Stored dataset items:
PR #1957, opened 2025-12-06
Remove last vestiges of non-ANSI c

GeoBaltz:
Get rid of non-ANSI C support

For some reason, HAMLIB_PARAMS bothered me since the first time I looked at Hamlib code.  It was probably that similar things were prevalent when I first became a full-time UNIX SysAdmin(1992), and were mostly gone by the time I retired(2007).  It was like I had regressed 30 years.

## EXERCISE PROMPT:
Every line above with the string "ANSI" in it needs to be copied.

## RESPONSE BELOW:
Remove last vestiges of non-ANSI c
Get rid of non-ANSI C support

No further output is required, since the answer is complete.